Burundi has also been badly hit by more short-term manmade disasters. Since the early 1990s it has suffered repeated coups, and in 1993 at least 100,000 people died in a near genocide.
It is now facing an influx of war refugees from neighbouring DRC, which is still embroiled in war. The 70,000 who have fled into Burundi this year bring stories of murder and forced recruitment, rape and massacre.
This confluence of disasters came together just as Trump announced the end of global USAID funding in January 2025, shortly after taking office for a second time. The effects were instantaneous in Burundi.
“The country is prone to disasters like floods, like outbreaks – cholera especially – which come in as a result of floods of Lake Tanganyika and River Rusizi,” says Geoffrey Kirenga, country director for the Save the Children Fund.
“Now, existing resources within Burundi are limited, so with the US government cuts, with cuts of pay in other countries, it becomes extremely difficult for Burundi to cope with existing humanitarian issues.”
USAID previously funded specific programmes to deliver disaster relief to people affected by flooding and landslides in countries across Africa, including Burundi. Other USAID services have also been cut in the country, including PEPFAR, the US programme to provide antiretroviral drugs to HIV carriers, which provided 51 per cent of Burundi’s HIV response funding.
The sudden halt removed roughly $6.5m (£4.8m) of a $25m (£18.5m) budget, directly affecting 10,000 of the 79,000 people on treatment and leading to the laying off of 167 health workers. USAID also provided $15m for vaccine distribution and malaria control, reaching an estimated 250,000 Burundians last year.
Kirenga says organisations like his are now buckling under the strain. “We’ve been responding to the refugee influx, but also we’ve been responding to the climate change effects as a result of flooding and being displaced. But now we have to reduce our focus, and focus on refugees and the influx, leaving out the internal displaced population of Burundi, and that’s really not fair.”
Not only have those forced to flee the floods lost their homes; they are now far away from what they know.
Thousands of Burundians displaced by the rising waters of Lake Tanganyika have been settled on a hillside more than an hour’s drive away from where their schools and businesses are now under water. The high ground at the Gateri camp looks over the Rusizi River and into DRC, from where refugees continue to escape.
Save the Children brings help for the kids, organises singing to raise morale, and tries to ensure that these locals don’t vanish into poverty and the children into begging – or worse.

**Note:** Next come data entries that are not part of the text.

Issue #38, opened 2017-03-08
Replace the unportable signal with sigaction


fsasm:
According to the Linux manpage signal(2) the function `signal` should not be used as its behaviour can vary across platforms. Currently glibc mimics the BSD behaviour which implicitly uses the flag `SA_RESTART`. This behaviour can be different when other libc are used. Instead of `signal` `sigaction` should be used.

marckleinebudde:
Feel free to create a patch.

PR #264, opened 2020-12-03
candump: epoll_wait() instead of select() runs faster and better keeps packet order

IDC-Dragon:
Using epoll_wait() instead of select() gives higher performance for listening on multiple interfaces. Additionally, the read order has a higher chance to resemble the true temporal order. select() gives implicit priority to the lower index socket.

PR #268, opened 2020-12-05
Update signal handlers to use sigaction, and re-open logfile on SIGHUP to integrate logrotated support

richnetdesign:
1. Treats sighup as signal to close and reopen log file
2. Candump only supports autogenerated log file name by default.  For use with logrotation daemon it expects consistent filename.  I updated -l option to accept optional filename.
3. Since interface is a required argument, getopt skips final arg.  Made -l take optional filename.  Without filename maintains existing behavior.
4. Since sighup can interupt the select system call, now checking select error code for interupted syscal and logfile enabled.  If those conditions are met, the errorcode is non critical.

Also attempt to address #38 as I was updating signal handling anyways.

### DIFF
--- a/candump.c
+++ b/candump.c
@@ -110,9 +110,19 @@ const int canfd_on = 1;
 const char anichar[MAXANI] = {'|', '/', '-', '\\'};
 const char extra_m_info[4][4] = {"- -", "B -", "- E", "B E"};
 
+#define MAXLOGNAMESZ 100
+FILE *logfile = NULL;
+static char log_filename[MAXLOGNAMESZ];
+
+unsigned char silent = SILENT_INI;
+
 extern int optind, opterr, optopt;
 
 static volatile int running = 1;
+static volatile int flag_reopen_file = 0;
+static volatile unsigned long sighup_count = 0;
+int is_auto_log_name = 0;
+int open_log_file(const char * filename);
 
 void print_usage(char *prg)
 {
@@ -127,7 +137,7 @@ void print_usage(char *prg)
 	fprintf(stderr, "         -a          (enable additional ASCII output)\n");
 	fprintf(stderr, "         -S          (swap byte order in printed CAN data[] - marked with '%c' )\n", SWAP_DELIMITER);
 	fprintf(stderr, "         -s <level>  (silent mode - %d: off (default) %d: animation %d: silent)\n", SILENT_OFF, SILENT_ANI, SILENT_ON);
-	fprintf(stderr, "         -l          (log CAN-frames into file. Sets '-s %d' by default)\n", SILENT_ON);
+	fprintf(stderr, "         -l <name>   (log CAN-frames into file. Sets '-s %d' by default)\n", SILENT_ON);
 	fprintf(stderr, "         -L          (use log file format on stdout)\n");
 	fprintf(stderr, "         -n <count>  (terminate after reception of <count> CAN frames)\n");
 	fprintf(stderr, "         -r <size>   (set socket receive buffer to <size>)\n");
@@ -163,6 +173,15 @@ void print_usage(char *prg)
 void sigterm(int signo)
 {
 	running = 0;
+}
+
+void sighup(int signo)
+{
+	if(signo == SIGHUP)
+	{
+		flag_reopen_file = 1;
+		sighup_count++;
+	}
 }
 
 int idx2dindex(int ifidx, int socket) {
@@ -214,6 +233,100 @@ int idx2dindex(int ifidx, int socket) {
 	return i;
 }
 
+int sprint_auto_filename_format(char * buffer)
+{
+	time_t currtime;
+	struct tm now;
+
+	if (time(&currtime) == (time_t)-1) {
+		perror("time");
+		//running = 0;
+		return 1;
+	}
+
+	localtime_r(&currtime, &now);
+
+	sprintf(buffer, "candump-%04d-%02d-%02d_%02d%02d%02d.log",
+		now.tm_year + 1900,
+		now.tm_mon + 1,
+		now.tm_mday,
+		now.tm_hour,
+		now.tm_min,
+		now.tm_sec);
+
+	fprintf(stderr, "Enabling Logfile '%s'\n", buffer);
+
+	return 0;
+}
+
+//opens file using global filehandle logfile
+int open_log_file(const char * fileName)
+{
+	if (silent != SILENT_ON)
+		fprintf(stderr, "Warning: Console output active while logging!\n");
+
+	const char * fopen_opts = (sighup_count > 0) ? "a" : "w";
+	logfile = fopen(fileName, fopen_opts);
+
+	if (!logfile) {
+		perror("logfile");
+		return 1;
+	}
+
+	return 0;
+}
+
+//flush,close then reopen log
+int reopen_file(FILE * fileHandle)
+{
+	if(!fileHandle)
+		return 1;
+
+	int errcode = 0;
+
+	if(is_auto_log_name == 1)
+	{
+		errcode = sprint_auto_filename_format(&log_filename[0]);
+
+		if(errcode != 0)
+		{
+			running = 0;
+			return 1;
+		}
+	}
+
+	const char * fopen_opts = (sighup_count > 0) ? "a" : "w";
+	logfile = freopen(log_filename,fopen_opts,fileHandle);
+
+	running = (errcode == 0);
+	flag_reopen_file = 0;
+
+	return 0;
+}
+
+void get_logname_arg(const char * arg)
+{
+	if(arg != 0)
+	{
+		size_t len = strnlen(arg,MAXLOGNAMESZ);
+		if(len > 0 && len < MAXLOGNAMESZ)
+		{
+			strncpy(log_filename,arg,MAXLOGNAMESZ-1);
+		}
+		else
+		{
+			//print_usage(basename(argv[0]));
+			exit(1);
+		}
+		is_auto_log_name = 0;
+	}
+	else
+	{
+		is_auto_log_name = 1;	
+		sprint_auto_filename_format(&log_filename[0]);
+	}
+}
+
 int main(int argc, char **argv)
 {
 	fd_set rdfs;
@@ -223,7 +336,7 @@ int main(int argc, char **argv)
 	unsigned char down_causes_exit = 1;
 	unsigned char dropmonitor = 0;
 	unsigned char extra_msg_info = 0;
-	unsigned char silent = SILENT_INI;
+	
 	unsigned char silentani = 0;
 	unsigned char color = 0;
 	unsigned char view = 0;
@@ -247,16 +360,29 @@ int main(int argc, char **argv)
 	struct ifreq ifr;
 	struct timeval tv, last_tv;
 	struct timeval timeout, timeout_config = { 0, 0 }, *timeout_current = NULL;
-	FILE *logfile = NULL;
 
-	signal(SIGTERM, sigterm);
-	signal(SIGHUP, sigterm);
-	signal(SIGINT, sigterm);
+	{
+		sigset_t sig_mask;
+		sigemptyset (&sig_mask);
+
+		struct sigaction sigterm_action = {.sa_mask = sig_mask, .sa_flags = SA_RESTART, .sa_handler = sigterm};
+		sigaction (SIGHUP, &sigterm_action, NULL);
+		sigaction (SIGINT, &sigterm_action, NULL);
+	}
 
 	last_tv.tv_sec  = 0;
 	last_tv.tv_usec = 0;
 
-	while ((opt = getopt(argc, argv, "t:HciaSs:lDdxLn:r:he8T:?")) != -1) {
+	int getoptargc = argc;
+
+	//Since interface is a required argument, we don't need to parse opt for final arg
+	//This enabled the -l option to take an optional filename
+	if(getoptargc > 0)
+	{
+		getoptargc = argc-1;
+	}
+
+	while ((opt = getopt(getoptargc, argv, ":t:HciaSs:l:DdxLn:r:he8T:?")) != -1) {
 		switch (opt) {
 		case 't':
 			timestamp = optarg[0];
@@ -304,8 +430,30 @@ int main(int argc, char **argv)
 			}
 			break;
 
+		case ':': //handle flags with optional values
+			
+			switch (optopt)
+			{
+			case 'l':
+			{
+				log = 1;
+
+				get_logname_arg(optarg);
+				
+				break;
+			}
+			default:
+				fprintf(stderr, "option -%c is missing a required argument\n", optopt);
+				return EXIT_FAILURE;
+			}		
+			
+			break;
+
 		case 'l':
 			log = 1;
+			
+			get_logname_arg(optarg);
+
 			break;
 
 		case 'D':
@@ -361,6 +509,15 @@ int main(int argc, char **argv)
 	if (optind == argc) {
 		print_usage(basename(argv[0]));
 		exit(0);
+	}
+
+	//Configure SIGHUP handler to reopen file if logging
+	{	
+		sigset_t sig_block_mask;
+		sigfillset (&sig_block_mask);
+		struct sigaction usr_action = {.sa_mask = sig_block_mask, .sa_flags = SA_RESTART};
+		usr_action.sa_handler = log ? sighup : sigterm;		
+		sigaction(SIGHUP, &usr_action, NULL);
 	}
 	
 	if (logfrmt && view) {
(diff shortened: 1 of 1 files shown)


candump.c
```diff
@@ -110,9 +110,19 @@ const int canfd_on = 1;
...
+FILE *logfile = NULL;
+static char log_filename[MAXLOGNAMESZ];
+
+unsigned char silent = SILENT_INI;
+
 extern int optind, opterr, optopt;
 
 static volatile int running = 1;
+static volatile int flag_reopen_file = 0;
+static volatile unsigned long sighup_count = 0;
```
marckleinebudde, line 123: no need to initialize statics with `0`

candump.c
```diff
@@ -110,9 +110,19 @@ const int canfd_on = 1;
 const char anichar[MAXANI] = {'|', '/', '-', '\\'};
 const char extra_m_info[4][4] = {"- -", "B -", "- E", "B E"};
 
+#define MAXLOGNAMESZ 100
+FILE *logfile = NULL;
+static char log_filename[MAXLOGNAMESZ];
+
+unsigned char silent = SILENT_INI;
```
marckleinebudde, line 117: `static`

candump.c
```diff
@@ -165,6 +175,15 @@ void sigterm(int signo)
 	running = 0;
 }
 
+void sighup(int signo)
+{
+	if(signo == SIGHUP)
+	{
```
marckleinebudde, line 181: please use kernel coding style
`if (signo == SIGHUP) {`

hartkopp:
Thanks for the reference to PR https://github.com/linux-can/can-utils/pull/189 from @buglight which instantly came into my mind too.
I'm still not really happy with bloating `candump` in such way, as `candump` should be no file-handling-monster with tons of features but a tool that filters, shows and stores CAN frames.
IMO if we implement this kind of multi-chunk file generation we should support either the size based triggers as suggested by @buglight AND the SIGHUP approach from you.
The PR https://github.com/linux-can/can-utils/pull/189 has different commits we can probably squash to a single patch. And once we have a separated function to hand-over the log stream to a new file we might also trigger this hand-over by SIGHUP.
What needs to be discussed is how the filenames are generated. We might add a postfix number to the original timstamp based filename or we generate a new timestamp based filename for each file (simple / fits better to SIGHUP).
I definitely do not like the change of the `-l` option.
Finally we would wait for PR https://github.com/linux-can/can-utils/pull/264 as new base for further developments.

candump.c
```diff
@@ -214,6 +233,100 @@ int idx2dindex(int ifidx, int socket) {
 	return i;
 }
 
+int sprint_auto_filename_format(char * buffer)
+{
```
marckleinebudde, line 237: `(char *buffer)`

candump.c
```diff
@@ -214,6 +233,100 @@ int idx2dindex(int ifidx, int socket) {
...
+		now.tm_hour,
+		now.tm_min,
+		now.tm_sec);
+
+	fprintf(stderr, "Enabling Logfile '%s'\n", buffer);
+
+	return 0;
+}
+
+//opens file using global filehandle logfile
```
marckleinebudde, line 262: no c++ comments please

candump.c
```diff
@@ -214,6 +233,100 @@ int idx2dindex(int ifidx, int socket) {
...
+int open_log_file(const char * fileName)
+{
```
marckleinebudde, line 264: `(const char *file_name)`

candump.c
```diff
@@ -214,6 +233,100 @@ int idx2dindex(int ifidx, int socket) {
...
+	if (silent != SILENT_ON)
+		fprintf(stderr, "Warning: Console output active while logging!\n");
+
+	const char * fopen_opts = (sighup_count > 0) ? "a" : "w";
```
marckleinebudde, line 268: please move the variable declaration to the beginning of the function.

candump.c
```diff
@@ -214,6 +233,100 @@ int idx2dindex(int ifidx, int socket) {
...
+		return 1;
+	}
+
+	return 0;
+}
+
+//flush,close then reopen log
+int reopen_file(FILE * fileHandle)
+{
+	if(!fileHandle)
```
marckleinebudde, line 282: `if (!`

candump.c
```diff
@@ -214,6 +233,100 @@ int idx2dindex(int ifidx, int socket) {
...
+		return 1;
+
+	int errcode = 0;
+
+	if(is_auto_log_name == 1)
```
marckleinebudde, line 287: `if (...) {`

candump.c
```diff
@@ -214,6 +233,100 @@ int idx2dindex(int ifidx, int socket) {
...
+	{
+		errcode = sprint_auto_filename_format(&log_filename[0]);
```
marckleinebudde, line 289: `(log_filename)`

candump.c
```diff
@@ -214,6 +233,100 @@ int idx2dindex(int ifidx, int socket) {
...
+
+		if(errcode != 0)
```
marckleinebudde, line 291: `if (...) {`

candump.c
```diff
@@ -214,6 +233,100 @@ int idx2dindex(int ifidx, int socket) {
...
+		{
+			running = 0;
+			return 1;
+		}
+	}
+
+	const char * fopen_opts = (sighup_count > 0) ? "a" : "w";
+	logfile = freopen(log_filename,fopen_opts,fileHandle);
```
marckleinebudde, line 299: please add a space after each `,`

candump.c
```diff
@@ -214,6 +233,100 @@ int idx2dindex(int ifidx, int socket) {
...
+	if (!logfile) {
+		perror("logfile");
+		return 1;
+	}
+
+	return 0;
+}
+
+//flush,close then reopen log
+int reopen_file(FILE * fileHandle)
```
marckleinebudde, line 280: static

candump.c
```diff
@@ -214,6 +233,100 @@ int idx2dindex(int ifidx, int socket) {
...
+		{
+			running = 0;
+			return 1;
+		}
+	}
+
+	const char * fopen_opts = (sighup_count > 0) ? "a" : "w";
+	logfile = freopen(log_filename,fopen_opts,fileHandle);
+
+	running = (errcode == 0);
```
marckleinebudde, line 301: please return the error if there is one and handle it in the caller

candump.c
```diff
@@ -214,6 +233,100 @@ int idx2dindex(int ifidx, int socket) {
...
+	flag_reopen_file = 0;
+
+	return 0;
+}
+
+void get_logname_arg(const char * arg)
```
marckleinebudde, line 307: `(const char *arg)`

candump.c
```diff
@@ -214,6 +233,100 @@ int idx2dindex(int ifidx, int socket) {
...
+{
+	if(arg != 0)
```
marckleinebudde, line 309: `if (arg) {`

candump.c
```diff
@@ -214,6 +233,100 @@ int idx2dindex(int ifidx, int socket) {
...
+	{
+		size_t len = strnlen(arg,MAXLOGNAMESZ);
+		if(len > 0 && len < MAXLOGNAMESZ)
```
marckleinebudde, line 312: `if (len > 0 && ...) {`

candump.c
```diff
@@ -214,6 +233,100 @@ int idx2dindex(int ifidx, int socket) {
...
+	flag_reopen_file = 0;
+
+	return 0;
+}
+
+void get_logname_arg(const char * arg)
+{
+	if(arg != 0)
+	{
+		size_t len = strnlen(arg,MAXLOGNAMESZ);
```
marckleinebudde, line 311: please add a newline after the variable declaration and add a space after the `,`

candump.c
```diff
@@ -214,6 +233,100 @@ int idx2dindex(int ifidx, int socket) {
...
+		if(len > 0 && len < MAXLOGNAMESZ)
+		{
+			strncpy(log_filename,arg,MAXLOGNAMESZ-1);
+		}
+		else
```
marckleinebudde, line 316: `} else {`

candump.c
```diff
@@ -214,6 +233,100 @@ int idx2dindex(int ifidx, int socket) {
...
+		{
+			//print_usage(basename(argv[0]));
+			exit(1);
```
marckleinebudde, line 319: please return the error and handle it

candump.c
```diff
@@ -214,6 +233,100 @@ int idx2dindex(int ifidx, int socket) {
...
+		}
+		is_auto_log_name = 0;
+	}
+	else
```
marckleinebudde, line 323: `} else {`

candump.c
```diff
@@ -247,16 +360,29 @@ int main(int argc, char **argv)
 	struct ifreq ifr;
 	struct timeval tv, last_tv;
 	struct timeval timeout, timeout_config = { 0, 0 }, *timeout_current = NULL;
-	FILE *logfile = NULL;
 
-	signal(SIGTERM, sigterm);
-	signal(SIGHUP, sigterm);
-	signal(SIGINT, sigterm);
+	{
```
marckleinebudde, line 364: why do you open a new scope here?

marckleinebudde (changes requested):
Please use the kernel coding style:
https://github.com/torvalds/linux/blob/master/Documentation/process/coding-style.rst

candump.c
```diff
@@ -111,18 +111,18 @@ const char anichar[MAXANI] = {'|', '/', '-', '\\'};
...
 
 static volatile int running = 1;
-static volatile int flag_reopen_file = 0;
-static volatile unsigned long sighup_count = 0;
-int is_auto_log_name = 0;
-int open_log_file(const char * filename);
+static volatile int flag_reopen_file;
+static volatile unsigned long sighup_count;
+
+static int is_auto_log_name = 0;
```
marckleinebudde, line 125: no need to initialize static vars with 0

candump.c
```diff
@@ -259,14 +257,13 @@ int sprint_auto_filename_format(char * buffer)
 	return 0;
 }
 
-//opens file using global filehandle logfile
-int open_log_file(const char * fileName)
+/*opens file using global var logfile*/
```
marckleinebudde, line 260: please add a space before and after the `*`

`/* comment */`

candump.c
```diff
@@ -276,55 +273,45 @@ int open_log_file(const char * fileName)
...
-		}
-		else
-		{
-			//print_usage(basename(argv[0]));
-			exit(1);
+	if (arg != 0) {
+		const size_t len = strnlen(arg, MAXLOGNAMESZ);
+
+		if (len > 0 && len < MAXLOGNAMESZ) {
+			strncpy(log_filename, arg, MAXLOGNAMESZ-1);
```
marckleinebudde, line 304: `MAXLOGNAMESZ - 1`

candump.c
```diff
@@ -511,15 +500,13 @@ int main(int argc, char **argv)
...
-	//Configure SIGHUP handler to reopen file if logging
-	{	
-		sigset_t sig_block_mask;
-		sigfillset (&sig_block_mask);
-		struct sigaction usr_action = {.sa_mask = sig_block_mask, .sa_flags = SA_RESTART};
-		usr_action.sa_handler = log ? sighup : sigterm;		
-		sigaction(SIGHUP, &usr_action, NULL);
-	}
-	
+	/*Configure SIGHUP handler to reopen file if logging*/
```
marckleinebudde, line 503: `/* add space */`

candump.c
```diff
@@ -511,15 +500,13 @@ int main(int argc, char **argv)
...
+	sigset_t sig_block_mask;
+	sigfillset(&sig_block_mask);
+	struct sigaction usr_action = { .sa_mask = sig_block_mask, .sa_flags = SA_RESTART };
```
marckleinebudde, line 506: please move the variable declaration to the beginning of the scope

candump.c
```diff
@@ -962,10 +942,8 @@ int main(int argc, char **argv)
 			fflush(stdout);
 		}
 
-		if(flag_reopen_file == 1)
-		{
-			if(reopen_file(logfile) != 0)
-			{
+		if (flag_reopen_file == 1) { 
+			if(reopen_file(logfile) != 0) {
```
marckleinebudde, line 946: `if (`

marckleinebudde (changes requested):
Please fix the remaining coding style and then squash all patches, that there is only one.

candump.c
hartkopp: There are general issues with this patch. See https://github.com/linux-can/can-utils/pull/268#issuecomment-739410309
It does not make sense to discuss style problems until the general approach and concept is under discussion.

marckleinebudde: > IMO if we implement this kind of multi-chunk file generation we should support either the size based triggers as suggested by @BugLight AND the SIGHUP approach from you.

What do you mean: "either...or" (as in one or the other) or "and" (as in both)?

Once file naming and new file generation is solved, triggering the switch to a new file due to `SIGHUP` or size limit is hopefully not that complicated.

hartkopp: Yes, this was my intention!
But the way the filename is generated still needs some discussion IMO.
And finally I thought the PR https://github.com/linux-can/can-utils/pull/189 to be a simpler starting point, from which we might add the SIGHUP handling. But that's probably just my view.

BugLight:
@hartkopp, for me, it seems that name files using only timestamp (no part number) is more general and better approach.

richnetdesign:
Thanks for the feedback everybody.  I have rebased on the recent commits to master, and most importantly the epoll changes.

Regarding file name generation I want the ability to choose the output filename/format.
Of course I also want to support auto formatted names for convenience and backwards compatibility.  The path of least resistance approach I initially took was making `-l` take an optional file name.  I would be open to discussing other options, such as a separate parameter for log file name / format.

Below is a simplified example of a logrotate setup that I am looking to support.  When triggered, logrotate copies that static filename to configured name / path, then sends SIGHUP.  The idea is that previous data is archived, and candump recreates the original filename and continues logging.

/etc/logrotate.d/candump1
```
/tmp/candump1.log {
    hourly
    missingok
    compress
    maxsize 1K
    su root root
    rotate 50
    dateext
    dateformat -%Y%m%d_%H.%M.%s
    postrotate
        /usr/bin/kill -HUP `cat /var/run/candump1.pid 2> /dev/null`
    endscript
}
```

`./candump -l /tmp/candump1.log vcan0 & echo $! > /var/run/candump1.pid`

sudo logrotate /etc/logrotate.conf

ls /tmp/candump1*

hartkopp:
> When triggered, logrotate copies that static filename to configured name / path, then sends SIGHUP. The idea is that previous data is archived, and candump recreates the original filename and continues logging.

This sounds strange! You COPY the file and THEN issue the SIGHUP? Isn't there the chance that you record some frames twice?

This code makes a very clear close/open sequence between two CAN frames:
https://github.com/linux-can/can-utils/pull/189/commits/21f4b81510a7ad4cbca5e1eab3598ad75e03f7ac#diff-c9165277a67241a5db54c2140829d4ebda95c35ce668d8ea27832afb24bf2dc5R779

> `./candump -l /tmp/candump1.log vcan0 & echo $! > /var/run/candump1.pid`

Instead of your suggestion `candump -l filename [other options]` you can also run `candump -L [other options] > filename` :-)

richnetdesign:
Sorry I meant move/rename the file.  This is the debug output of related logrotated action.
```
renaming /tmp/candump1.log to /tmp/candump1.log-20201206_16.51.1607291480
creating new /tmp/candump1.log mode = 0664 uid = 1000 gid = 1000
running postrotate script
running script with args /tmp/candump1.log /tmp/candump1.log-20201206_16.51.1607291480: "
        /usr/bin/kill -HUP `cat /var/run/candump1.pid 2> /dev/null`
"
```

richnetdesign:
> you can also run candump -L [other options] > filename :-)
It is possible to do something like this, but with >> always append mode and logrotated, but it is less ideal, as it is possible to lose data.  This is because it requires the "copytruncate" option, which copies the file, and truncates it so the original filehandle is preserved.  
In contrast the example I provided integrates with candump to move then close the file handle, and makes a new replacement file handle pointing to the original log location.  This ensures a clean hand off from one file to another.

I agree that logrotate is kind of weird.  However, it is widely deployed so building in compatibility would be helpful.  I like the idea of unifying the internal rotation functionality to internally use SIGHUP to trigger the size based rotation events.

> This code makes a very clear close/open sequence between two CAN frames:
> 21f4b81#diff-c9165277a67241a5db54c2140829d4ebda95c35ce668d8ea27832afb24bf2dc5R779

Since a SIGHUP can occur at any time (even when can messages aren't being received), I am currently setting a flag on the signal and handling the rotation in the main loop.  I also needed to handle the error result from interrupting epoll with sighup signal, so i also rotate/reopen file immediately if this occurs.

candump.c
```diff
@@ -314,9 +429,32 @@ int main(int argc, char **argv)
...
+			break;
 
 		case 'l':
 			log = 1;
+			
+			if (process_logname_arg(optarg) != 0) {
+				is_auto_log_name = 0;
+				print_usage(basename(argv[0]));
+				exit(1);
+			}
```
hartkopp, line 457: Can you please think about an integration into a logrotated configuration, that can cope with the assumptions:

1. The option '-l' remains untouched
2. The logfile is **closed** and a **new logfile is opened** with a **new data-generated filename**

So no re-open/append stuff and no change with the naming.
You might also execute candump in `/tmp/candump/` to place the files there for logrotation post-processing.

I'm fine with creating two file splitting triggers about the length and the SIGHUP. But the current approach just adds too much complexity that does not need to be inside candump.

jayceslesar:
+1 on getting this in

hartkopp:
The infrastructure to create individual filenames changed in https://github.com/linux-can/can-utils/commit/ad250a68dc838824f6e986ac352c8d0fc52cea8e and https://github.com/linux-can/can-utils/commit/c70d0a8e61140942447ef75b0afc2662551a4fad which solved my main concern to not break the `-l` command line option.

So the original patch needs to be reworked and rebased.

Additionally it has to be discussed whether the logfile names are autogenerated with date/time or should be based on an individual filename with an increasing counter (see https://github.com/linux-can/can-utils/pull/268#issuecomment-739509365).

In the crowded camp, Pastor Jean shows us his makeshift house of wood and plastic sheeting, but our visit is cut short by pro-government officials who don’t want any criticism of the ruling party.
Burundi’s authoritarian government recently faced elections, and has a reputation for extreme brutality. With the opposition National Congress for Liberty (CNL) – broadly perceived as Tutsi-aligned – effectively sidelined, the ethnic Hutu-dominated government and ruling party, the National Council for the Defence of Democracy, won by a landslide 96 per cent.
Like neighbouring Rwanda, Burundi was a Tutsi monarchy before German and then Belgian colonial rule. In Burundi, Tutsis dominated the army and government following independence until the early 1990s.
In 1993, Burundi was torn by ethnic mass murder when the Tutsi-dominated army killed the first ever democratically elected president, a Hutu, in a coup. Years of civil war and unrest followed. Now, a toxic local brew of incendiary politics is being fermented by the desperation caused by climate change and nearby war. It’s likely to explode.
Kimutai is clear about the role the environment plays: “We definitely see climate change as a multiplier of these threats.”